Global business spending for infrastructure and services related to the cloud could be $174.2bn this year which will represent a 20% growth on 2013.
By 2017, enterprise spending on the cloud is predicted to be a mouth-watering $235.1bn.
The cloud offers online storage, computing, analytics and provisioning services. This is becoming strategically important with more media now being consumed on mobile devices like smartphones, tablets and computers requiring larger storage solutions.
Companies like Google, Apple, Amazon and Microsoft are offering public cloud storage to drive adoption of the individual companies’ hardware and content.

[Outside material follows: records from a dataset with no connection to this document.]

PR #323, opened 2019-08-09
[Bugfix] Fix for allowing the left panel to be adjustable in IE

awy3:
Since we were using CSS variables (not supported in IE) the left panel wasn't adjustable in IE. I updated  it to use JavaScript for styling in IE ( it still use CSS for other broswers)

### DIFF
--- a/src/components/LeftPanel/LeftPanel.js
+++ b/src/components/LeftPanel/LeftPanel.js
@@ -22,8 +22,16 @@ class LeftPanel extends React.Component {
     isOpen: PropTypes.bool,
     customPanels: PropTypes.array.isRequired,
     activePanel: PropTypes.string.isRequired,
-    closeElement: PropTypes.func.isRequired
+    closeElement: PropTypes.func.isRequired,
   };
+
+  constructor() {
+    super();
+    this.state = {
+      // IE11 doesn't support css variables, so use the hard coded value from App.scss
+      width: !isIE11 ? document.body.style.getPropertyValue('--left-panel-width') : 300
+    };
+  }
 
   componentDidUpdate(prevProps) {
     if (!prevProps.isOpen && this.props.isOpen && isTabletOrMobile()) {
@@ -35,13 +43,29 @@ class LeftPanel extends React.Component {
     return panel === this.props.activePanel ? 'flex' : 'none';
   };
 
+  onWidthChange = width => {
+    this.setState({ width });
+  }
+
   render() {
     const { isDisabled, closeElement, customPanels } = this.props;
-    
+    const { width } = this.state;    
     if (isDisabled) {
       return null;
     }
-    
+
+    let style = { };
+    let innerStyle = { };
+
+    if (isIE11) {
+      // IE11 will use javascript for controlling width, other broswer will use CSS
+      style = width ? { width } : null;
+
+      innerStyle = {
+        left: width
+      };
+    }
+
     const className = getClassName('Panel LeftPanel', this.props);
 
     return (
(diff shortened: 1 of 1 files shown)


src/components/LeftPanel/LeftPanel.js
```diff
@@ -35,13 +38,30 @@ class LeftPanel extends React.Component {
     return panel === this.props.activePanel ? 'flex' : 'none';
   };
 
+  onWidthChange = width => {
+    if (isIE11 || isIEEdge) {
+      this.props.updateLeftPanel(width);
```
ZhijieZhang: Do you think naming the function as `updateLeftPanelWidth` or `setLeftPanelWidth` would be better options?

ZhijieZhang: Sorry.. And do you think we need some comments here? Explain why in IE and Edge we are updating the width in redux while in other browsers we don't

src/components/LeftPanel/LeftPanel.js
```diff
@@ -35,13 +38,30 @@ class LeftPanel extends React.Component {
...
+
+    let style = { };
+    let innerStyle = { };
+
+    if (isIE11) {
+      // IE11 will use javascript for controlling width, other broswers will use CSS
+      style = leftPanelWidth ? { width: leftPanelWidth } : null;
+
+      innerStyle = {
+        left: leftPanelWidth
```
ZhijieZhang: I don't remember the reason why we are using `left` for absolutely positioning the resize bar.

In `LeftPanel.scss`, we could use `right: 0px` and `margin-right: -10px` and probably get rid of this.

src/components/LeftPanel/LeftPanel.js
```diff
@@ -61,7 +82,7 @@ class LeftPanel extends React.Component {
           <LeftPanelTabs />
         </div>
 
-        <ResizeBar />
+        <ResizeBar onWidthChange={this.onWidthChange} style={innerStyle}/>
```
ZhijieZhang: Use `right: 0` for the ResizeBar so we don't need to pass a style prop down to it

src/helpers/documentContainerHelper.js
```diff
@@ -25,6 +25,9 @@ export const updateContainerWidth = (prevProps, props, container) =>  {
   if (leftPanelOpened) {
     shrinkContainerWidthBy(leftPanelWidth, container);
     container.style.marginLeft = `${leftPanelWidth}px`;
+  } else if (props.isLeftPanelOpen) {
+    container.style.marginLeft = `${leftPanelWidth}px`;
+    container.style.width = `calc(100% - ${leftPanelWidth}px)`;
```
ZhijieZhang: Is moving the resize bar working fine on your IE or Edge?
I tried on my computer and when I move the resize bar, I saw the position for the scroll bar is shifted as well. I suspect it's because the width of the documentContainer isn't correct?

src/components/LeftPanel/LeftPanel.js
awy3: Your right it should be 'setLeftPanelWidth'. Also I will add a comment explaining why we are doing this for IE and Edge

src/components/LeftPanel/LeftPanel.js
awy3: Using CSS for this is better. Before it was using CSS variable for "left" but since that wasn't supported in IE11, I made it set "left" with JavaScript instead. I tested with `right: 0px` and it seem to work in IE

src/components/LeftPanel/LeftPanel.js
awy3: I updated it to use `right: 0`

src/helpers/documentContainerHelper.js
awy3: It looks like the css transition is causing the scroll bar to jump around. I disable it for IE and Edge and it seem to fix the issue (make resize not as smooth in IE and Edge but the scroll bar jumping is gone ).

PR #324, opened 2019-08-09
[bugfix] Deleting pages with annotations on the last page fix

awy3:
There is a bug where WebViewer crashes when deleting pages with an annotation on the last page. You can see it at https://www.pdftron.com/samples/web/samples/pdf-manipulation/page-operations/  (create some annotations on the last page and delete the first page).

The problem is from a race condition when calling 'setPageLabels'. The note panel uses 'sortStrategies.js' which calls "getDocumentCenter(pageNumber)". However the 'pageNumber' isn't updated yet, so the annotation on the last page will cause an exception. I added 'setTimeout' so that it'll wait for the pageNumbers to update first.


src/event-listeners/onLayoutChanged.js
```diff
@@ -8,8 +8,8 @@ export default dispatch => (e, { added, removed }) => {
     dispatch(actions.setTotalPages(totalPages));
 
     setTimeout(() => {
-      // this 'onLayoutChange' handler get trigger before the 'onLayoutChange' handler on 'viewerPageManager' get fire (so page number aren't updated yet)
-      // use 'setTimeout' so the annotationManager.onLayoutChange handler finish before we call 'setPageLabels'
+      // this 'onLayoutChange' handler get trigger before the 'onLayoutChange' handler on 'viewerPageManager' get trigger (so page numbers aren't updated yet)
+      // use 'setTimeout' so the other 'onLayoutChange' handler finishs before we call 'setPageLabels'
```
ZhijieZhang: I think it should read: this 'onLayoutChange' handler get(s) trigger(ed).

It should be annotManager instead of 'viewerPageManager' I think.

finishs -> finishes?

awy3: I updated the comment

PR #326, opened 2019-08-14
[Feature] Added API for setting max number of signatures

awy3:
Added an API for signature count. I'm not too sure about the "onSaveDefault" function in the SignatureOverlay.js file


src/apis/setMaxSignaturesCount.js
```diff
@@ -0,0 +1,24 @@
+/**
+ * Set the number of signatures that can be store in the WebViewer (default is 2)
```
ZhijieZhang: Should this be `stored`?

awy3: You're correct. I need to add a grammar check plugin for VS code when I have time

PR #334, opened 2019-08-20
[update] Annotation Overlay UI Component 

jamesjypark:
Annotation overlay component added to display text content of annotations when hovering. 
The overlay will display the author, the text content and the number of replies when hovering an annotation with text contents. 

Annotation Overlay can be disabled using its `dataElement`:
```
readerControl.disableElement('annotationOverlay')
```
Likewise, it can be re-enabled by the following command:
```
readerControl.enableElement('annotationOverlay')
```


src/components/AnnotationOverlay/AnnotationOverlay.js
```diff
@@ -0,0 +1,76 @@
...
+    left: 0,
+    top: 0
+  });
+  
+  const am = core.getAnnotationManager();
+  
+  useEffect(() => {
+    window.docViewer.on('mouseMove.hover', onMouseHover);
+    return () => {
+      window.docViewer.off('mouseMove.hover', onMouseHover);
```
ZhijieZhang: I don't think we need to use event namespace here. Doing `mouseMove` should be OK. Can we also use `core.addEventListener` just for consistency?

src/components/AnnotationOverlay/AnnotationOverlay.js
```diff
@@ -0,0 +1,76 @@
...
+  const onMouseHover = (e, mouseEvent) => {
+    const annotation = am.getAnnotationByMouseEvent(mouseEvent);
+    setIsOpen(!!annotation);
+    if (annotation) {
+      setAnnotation(annotation);
+      setOverlayPosition({
+        left: mouseEvent.clientX + 20,
+        top: mouseEvent.clientY + 20
+      });
+      setRepliesCount(annotation.getReplies().length);
```
ZhijieZhang: Can you move this function into the `effect` hook? If the this handler is using any props or state, being in the same function would be clearer to see what dependencies we need to pass to the `useEffect`

src/components/AnnotationOverlay/AnnotationOverlay.js
```diff
@@ -0,0 +1,76 @@
...
+const MAX_WORDS = 100;
+
+const AnnotationOverlay = () => {
+  const isDisabled = useSelector(state => 
+    selectors.isElementDisabled(state, 'annotationOverlay')
+  );
+  const [isOpen, setIsOpen] = useState(false);
+  const [annotation, setAnnotation] = useState();
+  const [repliesCount, setRepliesCount] = useState(0);
+  const [overlayPosition, setOverlayPosition] = useState({
```
ZhijieZhang: Do we need `isOpen` and `repliesCount` states? If annotation is null we can just not render this component. And in the jsx we can use `annotation.getReplies()` to get the replies

src/components/AnnotationOverlay/AnnotationOverlay.js
jamesjypark: Sure, sounds good!

src/components/AnnotationOverlay/AnnotationOverlay.js
```diff
@@ -0,0 +1,72 @@
...
+        style={{ left, top }}
+      >
+        <div className="author">
+          {annotation.Author}
+        </div>
+        <div>
+          {contents}
+        </div>
+        <div>
+          {repliesCount > 0 && `Replies (${repliesCount})`}
```
ZhijieZhang: Sorry James, I overlooked this. I think we'd want to internationalize `Replies`. In `translation-en.json` it has a `action.reply`.

src/components/AnnotationOverlay/AnnotationOverlay.js
```diff
@@ -0,0 +1,72 @@
...
+      core.removeEventListener('mouseMove', onMouseHover)
+    }
+  }, []);
+
+  if (!isDisabled && annotation && annotation.getContents()) {
+    const { left, top } = overlayPosition;
+    const repliesCount = annotation.getReplies().length || 0;
+    let contents = annotation.getContents();
+    // display upto MAX_CHARACTERS characters
+    if (contents && contents.length > MAX_CHARACTERS) {
```
ZhijieZhang: `contents` should be defined here so I think we can remove this check.

ZhijieZhang:
@jamesjypark Hey, I'm gonna make some small changes to the component.

It's actually not necessarily to use `connect` for it because we are using hooks from `react-redux`. And `react-i18next` has a hook version so instead of using `withTranslation` I'm going to use `useTranslation` inside the component.

Also I think we are going to make this component off by default, and users can show it by `enableElements`.

After these changes I will merge this PR to dev, and pick to 5.2. Thanks for your contribution James :)

PR #343, opened 2019-08-28
[Bugfix] Fix problem with "goToNextPage" and "goToPrevPage" when showing more then one page

awy3:
Calling "goToPrevPage" or "goToNextPage" changes the current page by 1. This is a problem when showing two pages at once because it doesn't update the display pages.

Also, I noticed that sometimes it'll do the correct thing and change the page by 2 while other times it doesn't. This seems to be a bug

This might be a core change, current when you zoom in, it'll focus on the "next" or "prev" page. We might want to make it increment/decrement by 2 when it's zoom out while keeping the current behaviour it has now.

### DIFF
--- a/src/apis/goToNextPage.js
+++ b/src/apis/goToNextPage.js
@@ -32,11 +32,20 @@ import selectors from 'selectors';
 export default store => () => {
   const state = store.getState();
   const currentPage = selectors.getCurrentPage(state);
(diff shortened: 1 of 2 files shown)


ZhijieZhang:
Discussed with Andrew and we'll close this PR for now.

PR #344, opened 2019-08-28
Upgrade/Measurement Tool Improvements

aso777:
- Switched to controlled inputs,
- Formatting of digits (, , .) based on language
- Styling changes
- Code refactor

Unit tests
- ensured the mobile mode works
- ensured the tool properties and style updates work


aso777:
Before
Screen Shot 2019-08-28 at 3 56 17 PM

After
Screen Shot 2019-08-28 at 3 54 40 PM

aso777:
Screen Shot 2019-08-28 at 3 58 53 PM

src/components/MeasurementOption/MeasurementOption.js
```diff
@@ -2,14 +2,23 @@ import React from 'react';
...
+    super(props);
+    this.state = { currScaleFrom: props.scale[0][0],
+      currUnitFrom: props.scale[0][1],
+      currScaleTo: props.scale[1][0],
+      currUnitTo: props.scale[1][1],
+      currPrecision: props.precision,
+      isEditing: false };
+  }
+
   static propTypes = {
```
ZhijieZhang: Could we move propTypes to the top of the class just like other components?

src/components/MeasurementOption/MeasurementOption.js
```diff
@@ -2,14 +2,23 @@ import React from 'react';
...
 
 import selectors from 'selectors';
 
 import './MeasurementOption.scss';
 
-class MeasurementOption extends React.PureComponent {
+class MeasurementOption extends React.Component {
+  constructor(props) {
+    super(props);
+    this.state = { currScaleFrom: props.scale[0][0],
```
ZhijieZhang: Can we have properties in separate lines like:
```javascript
this.state = {
  currScaleFrom: props.scale[0][0],
  currUnitFrom: props.scale[0][1],
  currScaleTo: props.scale[1][0],
  currUnitTo: props.scale[1][1],
  currPrecision: props.precision,
  isEditing: false
};
```

Not you fault... We should run linting in the CI for the UI as well

src/components/MeasurementOption/MeasurementOption.js
```diff
@@ -35,59 +44,71 @@ class MeasurementOption extends React.PureComponent {
...
+      this.props.onStyleChange('Precision', this.state.currPrecision);
+    });
+  }
 
-    scaleFrom = scaleFrom || scale[0][0];
-    unitFrom = unitFrom || scale[0][1];
-    scaleTo = scaleTo || scale[1][0];
-    unitTo = unitTo || scale[1][1];
+  onUnitChange = (event, type) => {
+    this.setState({ [type]: event.target.value }, () => {
```
ZhijieZhang: I feel like we could combine `onUnitChange` together with `onScaleChange` as the setState callback is exactly the same. But I'm good with the code now, easy to understand.

src/components/MeasurementOption/MeasurementOption.js
```diff
@@ -35,59 +44,71 @@ class MeasurementOption extends React.PureComponent {
...
-    const scaleToRefValue = this.scaleToRef.current.value;
-    const [[scaleFrom], [scaleTo]] = this.props.scale;
+    return lang;
+  }
 
-    if (scaleFromRefValue === '') {
-      this.scaleFromRef.current.value = scaleFrom;
-    } else if (scaleToRefValue === '') {
-      this.scaleToRef.current.value = scaleTo;
+  formatValue = value => {
```
ZhijieZhang: Can we use the same coding style as `getLanguage` for this function? Something like:
```javascript
  formatValue = value => {
    const lang = this.getLanguage();

    if (lang === 'de') {
      value = value.toLocaleString('de-DE', { maximumFractionDigits: 4 });
    } else if (lang === 'fr') {
      value = value.toLocaleString('fr-FR', { maximumFractionDigits: 4 });
    } else if (lang === 'ru') {
      value = value.toLocaleString('ru-RU', { maximumFractionDigits: 4 });
    }

    return value;
  }
```

src/components/MeasurementOption/MeasurementOption.js
```diff
@@ -35,59 +44,71 @@ class MeasurementOption extends React.PureComponent {
...
+    } else if (lang === 'ru') {
+      return value.toLocaleString('ru-RU', { maximumFractionDigits: 4 });
     }
-  };
+    
+    return value;
+  }
+
+  toggleEditing = () => {
+    this.setState({ isEditing: !this.state.isEditing });
```
ZhijieZhang: Can we use the callback updater for this `setState` please. 
https://reactjs.org/docs/state-and-lifecycle.html#state-updates-may-be-asynchronous

src/components/MeasurementOption/MeasurementOption.js
```diff
@@ -35,59 +44,71 @@ class MeasurementOption extends React.PureComponent {
...
+  }
 
   render() {
     const {
-      scale,
-      precision,
       measurementUnits,
-      openMeasurementDropdown,
       onOpenDropdownChange,
```
ZhijieZhang: I don't think we need this prop anymore

src/components/MeasurementOption/MeasurementOption.js
aso777: One is doing is converting a value to a number and the other one is doing string. Would have to write if check, but for now its easy to read and it is separated.

src/components/MeasurementOption/MeasurementOption.js
aso777: Didn't seem like we needed it. Appears to be leftovers from the previous implementation.

src/components/MeasurementOption/MeasurementOption.js
aso777: Resolved in 084caf3. Thanks!

src/components/MeasurementOption/MeasurementOption.js
aso777: Resolved in 084caf3. Thanks!

src/components/MeasurementOption/MeasurementOption.js
aso777: Resolved in 084caf3. Thanks!

src/components/MeasurementOption/MeasurementOption.js
aso777: Resolved in 084caf3. Thanks!

src/components/MeasurementOption/MeasurementOption.js
aso777: Resolved in 084caf3. Thanks!

src/components/MeasurementOption/MeasurementOption.js
aso777: Resolved in 084caf3. Thanks!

Others, like Barracuda, Dropbox and Carbonite, are adopting the so-called Freemium model—in which premium storage services are available on top of a fixed amount of free storage—in order to compete with the giants.
According to Rebello, the number of global consumer subscriptions to the cloud will jump to 730 million this year, up from 630 million in 2013.
“With the cloud touching nearly every consumer and enterprise around the globe, spending for cloud-related storage, servers, applications and content will be dedicated toward building a framework that is rapidly scalable, dynamic, available on-demand and requiring minimal management,” said Jagdish Rebello, principal analyst for the cloud and big data at IHS.
“The robust growth will come as an increasing number of large and small enterprises move more of their applications to the cloud, while also looking at data analytics to drive new insights into consumer behaviour,” said Rebello.
Spending on cloud services, applications, security and data analytics will account for an ever- growing portion of total information-technology expenditures undertaken by enterprises, valued today at approximately $2 trillion, Rebello noted.
These findings can be found in the report, “The Cloud: Redefining the Information, Communication and Technology Industry,” from the Mobile & Wireless Communications service of IHS.